The woody and leaf N biomass were calculated to evaluate the biomass N pool. Woody N biomass was calculated by multiplying the wood mass by the trunk N concentration. The wood mass (kg) was determined using the following allometric equation43:

$$ W\, = \,0.1853\rho \, DBH^{2.491} , $$

where DBH is the diameter at breast height (cm) and ρ is the specific weight (kg m−3) for cedar (0.352) and oak (0.523)43. The trunk N concentration used for the calculation was 0.12% for Japanese cedar45 and 0.39% for Japanese oak46. The leaf N biomass was calculated by multiplying the leaf mass by the leaf N concentration. The leaf mass was determined from the leaf lifetime and weight of leaf fall collected from the Japanese cedar and Japanese oak plots from April 2018 to March 2019. The leaf N concentration used for the calculations was 1.06% for Japanese cedar45 and 1.80% for Japanese oak, as determined in this study. Surface (0–5 cm) soil N storage was calculated by multiplying total N concentration by soil density (0.33 g cm−3 for Japanese cedar and 0.55 g cm−3 for Japanese oak).

Statistics

The effects of tree species (Japanese cedar and Japanese oak), fertilization, and their interactions on NO3 leaching were analyzed using two-way repeated measures ANOVA. A linear regression model that can evaluate the relationship between a scalar response and multiple explanatory variables was used to evaluate the multiple factors (nitrification, N uptake, and slope) influencing NO3 leaching. The coefficient of determination for the regression model was 0.874 at a significance level of p < 0.001.

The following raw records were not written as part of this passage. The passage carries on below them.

PR #3140, opened 2024-12-22
feat(build): customizable output filename

lubber-de:
## Description

Support a custom filename instead of hardcoded "semantic" (which is still default).
This also prepares for a later change for the default from "semantic" to "fomantic" and a quicker fallback


lubber-de:
Docs added by https://github.com/fomantic/Fomantic-UI-Docs/pull/523

PR #3141, opened 2024-12-23
feat(calendar): "get date" can return formatted date

dreaming-augustin:
```
$('.ui.calendar').calendar('get date');
$('.ui.calendar').calendar('get focusDate');
$('.ui.calendar').calendar('get startDate');
$('.ui.calendar').calendar('get endDate');

```
could so far only return a Javascript Date object.

Now, given a `format` argument, they return a formatted date string:

```
$('.ui.calendar').calendar('get date',      "YYYY-MM-DD");
$('.ui.calendar').calendar('get focusDate', "YYYY-MM-DD");
$('.ui.calendar').calendar('get startDate', "YYYY-MM-DD");
$('.ui.calendar').calendar('get endDate',   "YYYY-MM-DD");

```

The `format` string is passed to the existing formatter.

This is backward compatible as the default behaviour does not change.

It makes it convenient for developers to get exactly what they need when they need it.

### DIFF
--- a/src/definitions/modules/calendar.js
+++ b/src/definitions/modules/calendar.js
@@ -1145,7 +1145,7 @@
                     },
                     dateObjectOrFormatted: function (format, date) {
                         format = format || '';
-                        date = module.helper.sanitiseDate($module.data(metadata.date)) || null;
+                        date = module.helper.sanitiseDate(date) || null;
 
                         if (!date) {
                             return null;
--- a/src/definitions/modules/calendar.js
+++ b/src/definitions/modules/calendar.js
@@ -802,28 +802,32 @@
                     formattedDate: function (format, date) {
                         return module.helper.dateFormat(format || formatter[settings.type], date || module.get.date());
                     },
-                    date: function (format = "") {
+                    date: function (format = '') {
                         if (!module.helper.sanitiseDate($module.data(metadata.date))) {
                             return null;
                         }
-                        else if (format == "") {
+
+                        if (format === '') {
                             return module.helper.sanitiseDate($module.data(metadata.date));
                         }
+
                         return module.helper.dateFormat(format, $module.data(metadata.date));
                     },
                     inputDate: function () {
                         return $input.val();
                     },
-                    focusDate: function (format = "") {
+                    focusDate: function (format = '') {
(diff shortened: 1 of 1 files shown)


src/definitions/modules/calendar.js
```diff
@@ -802,24 +802,64 @@
...
+
+                        if (!module.helper.sanitiseDate($module.data(metadata.endDate))) {
+                            return null;
+                        }
+
+                        if (format === '') {
+                            return module.helper.sanitiseDate($module.data(metadata.endDate));
+                        }
+
+                        return module.helper.dateFormat(format, $module.data(metadata.endDate));
```
lubber-de, line 862: 1. Default function parameter values are not supported in IE11 (which FUI 2.9.x still supports)
2. I would reduced the call to the sanitisedate function
```suggestion
                        format = format || '';
                        if (endModule) {
                            return endModule.get.date(format);
                        }
                        
                        var endDate = module.helper.sanitiseDate($module.data(metadata.endDate)) || null;
                        if (!endDate) {
                            return null;
                        }

                        if (format === '') {
                            return endDate;
                        }

                        return module.helper.dateFormat(format, endDate);
```

lubber-de (changes requested):
Please see my comments / suggestions.
The new code is now somewhat duplicated four times (using a different metadata value) we should even think of putting that in a unique function

dreaming-augustin:
> 1. Default function parameter values are not supported in IE11 (which FUI 2.9.x still supports)

Ok. I am fluent in JavaScript. I think more in term of C++, so I couldn't imagine parameters that were undefined.

dreaming-augustin:
> The new code is now somewhat duplicated four times (using a different metadata value) we should even think of putting that in a unique function

 Done. You make suggest another function name...

lubber-de (approved):
Thanks, but cleaner! LGTM
Please take a short look at your docs PR where i was already commenting https://github.com/fomantic/Fomantic-UI-Docs/pull/524

lubber-de:
Docs added by https://github.com/fomantic/Fomantic-UI-Docs/pull/524

dreaming-augustin:
Thank you for your reviews.
I apologize for dumping so many PR just before Christmas!  
I hope you had/are having great holidays.

PR #3233, opened 2025-03-27
fix dropdown "get remoteValues" - use unencoded value

mvorisek:
extracted from #3219


mvorisek:
I have verified the corectness by testing what is passed into `module.read.remoteData`/`module.save.remoteData` with preserveHTML = false/true.

mvorisek:
@lubber-de can you merge this and the other 2 PRs?

lubber-de (approved):
LGTM

PR #3234, opened 2025-03-27
fix dropdown cmp in "get item" - use unencoded value

mvorisek:
extracted from #3219

### DIFF
--- a/src/definitions/modules/dropdown.js
+++ b/src/definitions/modules/dropdown.js
@@ -2036,8 +2036,8 @@
                         let isMultiple;
                         value = value !== undefined
                             ? value
-                            : (module.get.values() !== undefined
-                                ? module.get.values()
+                            : (module.get.values(true) !== undefined
+                                ? module.get.values(true)
                                 : module.get.text());
                         isMultiple = module.is.multiple() && Array.isArray(value);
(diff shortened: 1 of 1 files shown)


mvorisek:
I am 95% sure this fix is right, please review carefully.

lubber-de:
I am a bit confused about the intention of this (and other ) PR  :
in https://github.com/fomantic/Fomantic-UI/pull/3219#issuecomment-2755732872 you want to remove the whole "raw" setting, which i so far (once) tested and it seems to be the right way .

With the other PRs you are now making use of the raw parameter.... is the final intention to keep the raw logic , intially invented in #1770, or not?

mvorisek:
Here we change it from non-raw to raw. #3219 is refactoring PR only.

> is the final intention to keep the raw logic , intially invented in https://github.com/fomantic/Fomantic-UI/pull/1770, or not?

Yes, raw only, non-raw does not make sense anywhere.

mvorisek:
Does this makes sense?

I maybe splitted the PR a little too much, but all 3 cases were quite different with very different repro steps, so I was a little to scared to solve them in a single PR...

lubber-de (approved):
LGTM

PR #3235, opened 2025-03-27
fix dropdown cmp in "set value" - use unencoded value

mvorisek:
extracted from #3219

### DIFF
--- a/src/definitions/modules/dropdown.js
+++ b/src/definitions/modules/dropdown.js
@@ -2540,7 +2540,7 @@
                             $input.addClass(className.noselection);
                         }
                         let hasInput = $input.length > 0;
-                        let currentValue = module.get.values();
+                        let currentValue = module.get.values(true);
                         let stringValue = value !== undefined
                             ? String(value)
                             : value;


src/definitions/modules/dropdown.js
```diff
@@ -2540,7 +2540,7 @@
                             $input.addClass(className.noselection);
                         }
                         let hasInput = $input.length > 0;
-                        let currentValue = module.get.values();
+                        let currentValue = module.get.values(true);
```
mvorisek, line 2543: I am quite sure here, but for dropdown multiple, this seems wrong as the `currentValue` of type array is compared to string later.

But this PR does not intend to fix that, it fixes comparing unencoded value to unencoded value.

lubber-de: Yes, this strange codeblock logic is still original SUI. However, it "works" as the comparison will return false when it's a multiple dropdown thus this block is always skipped.

mvorisek: I was unable to find any usecase when this implied issues.

However, we need to compare apples to apples, so the this PR fixes the 1st step to compare raw to raw values.

lubber-de (approved):
LGTM

Issue #3232, opened 2025-03-26
[Dropdown] Allow to edit "multiple item"


mvorisek:
# Feature Request

repro: https://jsfiddle.net/evor619s/

Dropdown multiple should allow to fix typos/change in/of already added item.

Steps to reproduce:

1. open the repro
2. click the "foo" item
3. I would expect the item to be changed to regular input (like when searching/adding a new item) and be able to change it to "f2oo" with "mouse click after letter "f" and typing 2 on the keyboard"

Depending on the `allowAdditions` config the item can or can't be edited to unlisted value.

This feature request is especially useful for longer items like email addresses. (currently the existing item has to be deleted and retyped)

BrianJavier99:
Hello @mvorisek, I have attempted to implement this feature request in this [pull request](https://github.com/fomantic/Fomantic-UI/pull/3247).

My implementation is a little bit different: it allows you to edit existing selected items, instead of using the search input to edit the values, as I have found it to be possibly confusing in a few situations.

mvorisek:
Might I know what exactly you found confusing?

I belive the editing should be done using the regular editing input/API to maintain the same look&feel. User should be definitely allowed to change some value to a value listed from all existing values (or remote API).

lubber-de:
What about using `contenteditable="plaintext-only"` instead of switching to an input field? This way the whole label stays visible as it is?

BrianJavier99:
> Might I know what exactly you found confusing?
> 
> I belive the editing should be done using the regular editing input/API to maintain the same look&feel. User should be definitely allowed to change some value to a value listed from all existing values (or remote API).

- When trying to edit an existing item while there's an existing value in the search input, do we discard the current value in the search input and replace it with the value of what we're trying to edit?
   ![Image](https://github.com/user-attachments/assets/06426b49-c458-41e9-9621-b13dea889a5f)

- What happens if we try to edit another input while we're in the middle editing one? This can lead to multiple selected items being accidentally deleted. 
   ![Image](https://github.com/user-attachments/assets/27310fa6-efde-41fe-ae73-0c78d8e92384)
   ![Image](https://github.com/user-attachments/assets/aa4ed097-cc54-48ef-af80-8ecebd0d8b21)

BrianJavier99:
> What about using `contenteditable="plaintext-only"` instead of switching to an input field? This way the whole label stays visible as it is?

[...]

PR #3247, opened 2025-04-17
feat(dropdown): allow editing of added items

BrianJavier99:
## Description

I have added a functionality that allows direct editing of the labels by clicking them when `allowAdditions` is set to **true**.
The expected behavior is as follows:
- All behaviors detailed below will only trigger if `allowAdditions` is set to **true**.
- Clicking anywhere inside the item (except for the close icon) will trigger the edit functionality.
- When edit functionality is triggered, the close icon will disappear, and the keypress events for the `Del` and `Backspace` keys are also ignored to prevent accidental deletion of the item.
- To save changes, one has to click outside of the element to trigger the blur, or press `Enter` key.
- If editing a selected item that is not added by the user, what goes behind the scenes is that **the non-addition item will get unselected, and a new item will be added to the selection**, which is now considered a user addition. This means that the non-addition item will appear back to the dropdown menu.
- When editing an existing item while having a value at the search input at the same time, pressing `Enter` key would only save the changes made to the existing item.
- When editing an existing user-added item, if the new value matches one of the unselected menu items, that menu item will be have the class "filtered" added to it, making it disappear in the selection.
- The changes made when editing item labels reflect in the dropdown's hidden input value.
## Testcase

https://jsfiddle.net/ReiVanBjair/a37v91gb/15/

## Screenshot (if possible)

image
image
image
image
image

## Closes

#3232


ko2in:
@BrianJavier99 Looks great :+1:

I think it's more effective to bind the escape key for canceling edits. And, the text box design could use a minor tweak; perhaps we could remove the background and padding from the container. This way, leaving the text box by itself would improve both spacing and the editing experience. :thinking: 

FUI-Editing-Dropdown

PR #3257, opened 2025-04-30
fix(table): inverted basic table background

### LINKED ISSUE #3251: [Table] `very basic` + `inverted` table style seems wrong
# Bug Report
When using the `very basic` + `inverted` class style for tables, the padding is removed on the sides which makes the table look off with it's background-color.

## Steps to reproduce
```html
<table class="ui very basic inverted table">[...]
```
## Expected result
The background-color is transparent for the `inverted` table (just like it is for non-inverted).

## Actual result
The background-color is dark/non-transparent (`rgba(0, 0, 0, 0.15)`)

## Testcase
https://jsfiddle.net/pgkb8zd0/1/

## Screenshot (if possible)
| Inverted Table                                                                                     | Regular Table                                                                                     |
| -------------------------------------------------------------------------------------------------- | ------------------------------------------------------------------------------------------------- |
| Inverted Table | Regular Table |

## Version
2.9.4

lubber-de:
## Description
`inverted basic table` table cells needed more specificity to override the background color in its header/footer elements

## Testcase
Remove CSS to see issue
https://jsfiddle.net/yjgb6e3v/

## Closes
#3251

### DIFF
--- a/src/definitions/collections/table.less
+++ b/src/definitions/collections/table.less
@@ -1667,19 +1667,19 @@
     .ui.basic.table > tfoot {
         box-shadow: none;
     }
-    .ui.basic.table > thead > tr > th,
-    .ui.basic.table > tbody > tr > th,
-    .ui.basic.table > tfoot > tr > th,
-    .ui.basic.table > tr > th {
+    .ui.ui.basic.table > thead > tr > th,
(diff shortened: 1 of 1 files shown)


ko2in (approved):
LGTM.

PR #3258, opened 2025-05-02
fix(dropdown): keep object values as string

### LINKED ISSUE #3005: [Dropdown] Using serialized JSON as value prevent the select value from being updated.
# Bug Report

## Steps to reproduce

1. Selection Option A
2. Submit 

## Expected result
Select value is should be updated according to the option value.

## Actual result
Select value is not updated according to the option value.

## Testcase
```html
<!DOCTYPE html>
<html lang="en">
<head>
    <meta charset="utf-8">
    <meta name="viewport" content="width=device-width, initial-scale=1">
    <script src="https://cdn.jsdelivr.net/npm/jquery@3.7.1/dist/jquery.min.js"></script>
    <script src="https://cdn.jsdelivr.net/npm/fomantic-ui@2.9.3/dist/semantic.min.js"></script>
    <link href="https://cdn.jsdelivr.net/npm/fomantic-ui@2.9.3/dist/semantic.min.css" rel="stylesheet">
    <title>Demo</title>
</head>
<body>
    <form method="get" accept-charset="utf-8">
        <select name="select" id="select">
            <option value='{"foo": "bar"}'>Option A</option>
            <option value='{"foo2": "bar2"}'>Option B</option>
            <option value='1'>Option C</option>
        </select>
        <button>Submit</button>
    </form>
    <script>$("#select").dropdown({
        debug: true,
        verbose: true
    })</script>
    </body>
</html>
```

## Version

2.9.3 on Firefox 122.0.1

lubber-de:
## Description
If a JSON value was used as a dropdown item value, it was internally broken as the value was casted to String resulting into `[object Object]`
Now, having multiple JSON values for more than 1 dropdown item the value couldn't be compared / set correctly as each values had the same `[object Object]`.
This PR fixes it by replacing the simple castings to JSON stringify which keeps the value structure so the dropdown items keep their unique value

## Testcase
- Open console
- Select "Option A"
- check the debug log for "Updating input value"

### Broken
https://jsfiddle.net/ReiVanBjair/ry4123z0/11/

### Fixed
https://jsfiddle.net/lubber/L0ysfoqj/

### Broken
image

### Fixed
image

## Closes
#3005

### DIFF
--- a/src/definitions/modules/dropdown.js
+++ b/src/definitions/modules/dropdown.js
@@ -1852,6 +1852,11 @@
                             return range.text.length - rangeLength;
                         }
                     },
+                    stringValue: function (value) {
+                        return typeof value === 'object'
+                            ? JSON.stringify(value)
+                            : String(value);
+                    },
                     value: function () {
                         let value = $input.length > 0
                             ? $input.val()
@@ -1923,7 +1928,7 @@
                         let choiceValue = $choice.data(metadata.value);
 
                         return choiceValue !== undefined
-                            ? JSON.stringify(choiceValue)
+                            ? module.get.stringValue(choiceValue)
                             : (typeof choiceText === 'string'
                                 ? String(
                                     settings.ignoreSearchCase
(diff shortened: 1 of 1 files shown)


ko2in (commented):
It doesn't work well with encoded JSON string. https://jsfiddle.net/ko2in/ftpLscv6/

For security, the JSON object usually inserts as encoded format especially from server side like PHP htmlentities function.

ko2in (approved):
LGTM.

mvorisek:
Kind of https://github.com/atk4/ui/pull/2274 and related to #3223.

The issue with this PR is "string formatted like valid JSON" will not be formatted as before - ex. input `[0 ]`.

PR #3269, opened 2025-05-12
change(modal): allows image description flexbox to take available space

### LINKED ISSUE #3268: [modal] form in modal with image doesn’t utilise full width
# Bug Report
If a form is included in a modal with an image to the side, the form fields do not use all the available space

By changing flex to `flex: 1 0 auto` on description class, it seems to then use the full width, but not sure if better solution exists or if this breaks something else

## Testcase
https://jsfiddle.net/f9uwm0ov/

## Version
2.9.4

ko2in:
## Description
The flex item for the image description in the modal does not utilize the available space, which restricts its child elements from being displayed at full width when required.

It results in considerable adverse layout impacts when an element, such as a form is displayed inside the description container. The form components, including input fields, fail to utilize the available space, causing the form to appear constricted within the modal.

This PR modifies this behavior of the flexbox item for the description, enabling it to be flexible and allowing it to grow and shrink.

So, the description container will grow in the absence of sibling elements following it, allowing the child elements within to take available space and display in a full-width format, particularly in the context of the form layout.

## Testcase
**Before:** https://jsfiddle.net/f9uwm0ov/

**After:** https://jsfiddle.net/ko2in/d7o8fjak/

### Before
Before

### After
After

## Closes
#3268


lubber-de (approved):
LGTM

PR #3273, opened 2025-05-13
fix(modal): Change default min-width value of description flexbox to 'auto' 

ko2in:
## Description
The default min-width value for the image description flexbox container within the modal is unset, resulting in a warning for an invalid value appearing in the browser's developer console.

The PR modifies the default value to 'auto'.

## Testcase
Go to the following fiddles. Open the browser developer's tool, and inspect the description element inside the modal, and looks at it's CSS properties.

**Before:** https://jsfiddle.net/ko2in/d7o8fjak/

**After:** https://jsfiddle.net/ko2in/zkb43x51/

### Before
invalid-min-width-value

### After
valid-min-width-value


lubber-de (approved):
LGTM

PR #3286, opened 2025-06-10
fix(label): resolve the overlap issue during the image transition

### LINKED ISSUE #3279: [Visibility, Label] Ribbon label showing behind the image on transition
# Bug Report
When using visibility transition to lazy load card image, ribbon label showing behind the image during transition

## Steps to reproduce
1. Create a card with image
2. Add ribbon label to the image
3. Add visibility for lazy loading the image

## Expected result
Ribbon label should be appeared on top on the image during transition

## Actual result
Ribbon label showing behind the image

## Testcase
https://jsfiddle.net/spjeqh47/3/

## Version
2.9.4

ko2in:
## Description
When using the ribbon label for the image card that features a visibility transition effect for lazy loading, it was observed that the ribbon label was partially overlapped by the image during the transition. This occurred because the ribbon is positioned absolutely without z-index value, which results the sibling image element to overlap.

This PR sets z-index value to the ribbon label within the image card which resolve the overlap issue.

## Testcase
**Before**: https://jsfiddle.net/spjeqh47/3/
**After**: https://jsfiddle.net/ko2in/9sma0c3z/

## Screenshot
| Before | After |
| ----------- | ----------- |
| fui-label-bug | fui-label-fixed |

## Closes
#3279

### DIFF
--- a/src/definitions/elements/label.less
+++ b/src/definitions/elements/label.less
@@ -471,6 +471,7 @@ a.ui.label {
     .ui.card .image > .ribbon.label {
         position: absolute;
         top: @ribbonImageTopDistance;
+        z-index: 1;
     }
     .ui.card .image > .ui.ribbon.label,
     .ui.image > .ui.ribbon.label {


lubber-de (approved):
LGTM

PR #3294, opened 2025-06-19
fix(reveal): Add background and width to content

### LINKED ISSUE #3292: [Reveal, Card] Visible content and hidden content displayed together
# Bug Report
When using `reveal` elements to show or hide content on hover, the visibile content and hidden content displayed together inside `card` content.

## Expected result
The hidden content should be hidden by default

## Actual result
The visibile content and hidden content displayed together. Its because visible content doesn't have initial background.

## Testcase
https://jsfiddle.net/fm4pb18L/

## Screenshot (if possible)
Image

## Version
2.9.4

ghabriel25:
## Description
This PR fix transparent background on visible content that makes hidden content displayed as well and add default width to the content so it will fully hidden on hover.

Add `background` to `.ui.reveal>.visible.content` and `width` to `.ui.move.reveal>.content`

## Testcase
https://jsfiddle.net/w80avgu9/9/

## Closes
#3292

### DIFF
--- a/src/definitions/elements/reveal.less
+++ b/src/definitions/elements/reveal.less
@@ -155,6 +155,7 @@
 
     .ui.move.reveal > .content {
         display: block;
+        width: 100%;
         float: left;
         white-space: normal;
         margin: 0;
--- a/src/definitions/elements/reveal.less
+++ b/src/definitions/elements/reveal.less
@@ -28,6 +28,7 @@
 }
 
 .ui.reveal > .visible.content {
+    background: #fff;
     position: absolute !important;
     top: 0 !important;
     left: 0 !important;


lubber-de (changes requested):
Your fix is too generic, it only works for a reveal inside a non inverted card.

## background: #fff;
- When used inside an `inverted card`, the fixed white background is misplaced.
- As reveal can be used anywhere, you cannot tell if its running inside a white container or some other colored card / toast / table / body / etc..

## width: 100%
- breaks on images, hover reveal looks messed up having a big wide white block moving over the image

See https://jsfiddle.net/lubber/r73ubz6v/

ghabriel25:
@lubber-de Thanks for your review!

 I realized that this fix was too generic after looking at your points. I'm going to close this PR as not sure how to proceed with all variation especially because it can be used to all elements. I'll review past PR to get more information

PR #3304, opened 2025-07-06
fix(modal, flyout, sidebar): remove style, if initial bodymargin was 0

### LINKED ISSUE #3303: bodyMargin after closing the modal window
# Bug Report

## Steps to reproduce
1. The initial state of the body tag on the page
Image

2.
A dialog box has been opened and css style has been added to the body tag.
Image

3.
After closing the modal window, css style remains in the body tag, they interfere with the work of other plugins.
Image

This problem prevents plugins that open modal windows by adding a class.

## Expected result

 style="margin-right: 0px

## Actual result

 style="margin-right: 0px  or delete the style attribute.

## Version
Fomantic-UI 2.9.3

lubber-de:
## Description

When a modal/flyout/sidebar is opened, it adjusts the body (or context) margin to avoid moving the modal by the width of a possible scrollbar.
When the modal closes, it reverts the value back to the initial one.
However, the default of margin/padding if 0, so there is no need to keep the inline style to 0. Instead the style attribute can be simply removed. This solves some issues in cases people use custom classes which adjusts the body margin as well

## Closes
#3303

### DIFF
--- a/src/definitions/modules/flyout.js
+++ b/src/definitions/modules/flyout.js
@@ -81,7 +81,8 @@
             let ignoreRepeatedEvents = false;
             let isBody = $context[0] === $body[0];
             let initialBodyMargin = '';
-            let tempBodyMargin = '';
+            let initialBodyMarginInt = 0;
+            let tempBodyMargin = 0;
             let hadScrollbar = false;
             let windowRefocused = false;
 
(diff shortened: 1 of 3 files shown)


ko2in (approved):
LGTM.

PR #2959, opened 2018-06-12
Binding to Child View's BindingContextProperty

borbmizzet:
Adds a demo to the playground for binding a child view's BindingContextProperty to a parent view model's member.

Xaml binding a child view's BindingContextProperty no longer properly synchronizes between parent view model and child view.

no

Playground.Forms.Droid ->Show Content View -> Tap "Change Child2 Text"

- [x] All projects build

### DIFF
--- a/Projects/Playground/Playground.Forms.UI/Pages/ParentContentPage.xaml
+++ b/Projects/Playground/Playground.Forms.UI/Pages/ParentContentPage.xaml
@@ -8,9 +8,11 @@
              x:Name="ParentPage">
     <ContentPage.Content>
         <StackLayout>
-            <views:ChildContentView ViewModel="{Binding ChildViewModel1}" IsEnabled="{Binding ViewModel.ChildViewModelEnabled, Source={x:Reference ParentPage}}"/>
-            <Button Text="Change Child Text" Command="{Binding ChangeButtonCmd}" />
-            <Button Text="Toggle Child Enabled" Command="{Binding ToggleChildEnabledCmd}" />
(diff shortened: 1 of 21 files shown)


borbmizzet:
Hold on, there is a typo in my demo that I'm about to push a correction for.

Projects/Playground/Playground.Forms.UI/Pages/ParentContentPage.xaml
```diff
@@ -8,9 +8,11 @@
              x:Name="ParentPage">
     <ContentPage.Content>
         <StackLayout>
-            <views:ChildContentView ViewModel="{Binding ChildViewModel1}" IsEnabled="{Binding ViewModel.ChildViewModelEnabled, Source={x:Reference ParentPage}}"/>
-            <Button Text="Change Child Text" Command="{Binding ChangeButtonCmd}" />
-            <Button Text="Toggle Child Enabled" Command="{Binding ToggleChildEnabledCmd}" />
+            <views:ChildContentView ViewModel="{Binding Source={x:Reference ParentPage}, Path=ViewModel.ChildViewModel1}" IsEnabled="{Binding ViewModel.ChildViewModelEnabled, Source={x:Reference ParentPage}}"/>
```
nickrandolph: Is there a reason why "Source" needs to be specified for either of these databinding expressions?

borbmizzet: Not in this specific context, but if Source is not specified then the binding works a grand total of one time, after which the child view's base.BindingContext is no longer the same as the parent view's ViewModel and it wouldn't be able to find the property ChildViewModel1 in the class 'ChildViewModel'.

nickrandolph:
@borbmizzet can you check over my changes and confirm that it fixes the issue with the binding? I've changed the binding expressions in the page to what they should be - there shouldn't be a need to reference the page as the source for all the expressions.

nickrandolph:
@martijn00 can you review my changes. Was there a reason for the original code?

$$ NO_{3}^{-} leaching = a_{0} + \, a_{{1}} Nit \, + \, a_{{2}} Nup + a_{{3}} Sl, $$

where Nit, Nup, and Sl are soil net nitrification (mg N kg−1 day−1), tree N uptake (kg N ha−1 year−1), and slope (°), respectively. Comparisons of soil chemical properties and N uptake between Japanese cedar and oak plantations were performed using t-tests. All the statistical analyses were performed using SPSS 22.0J (SPSS Japan Inc, Tokyo, Japan).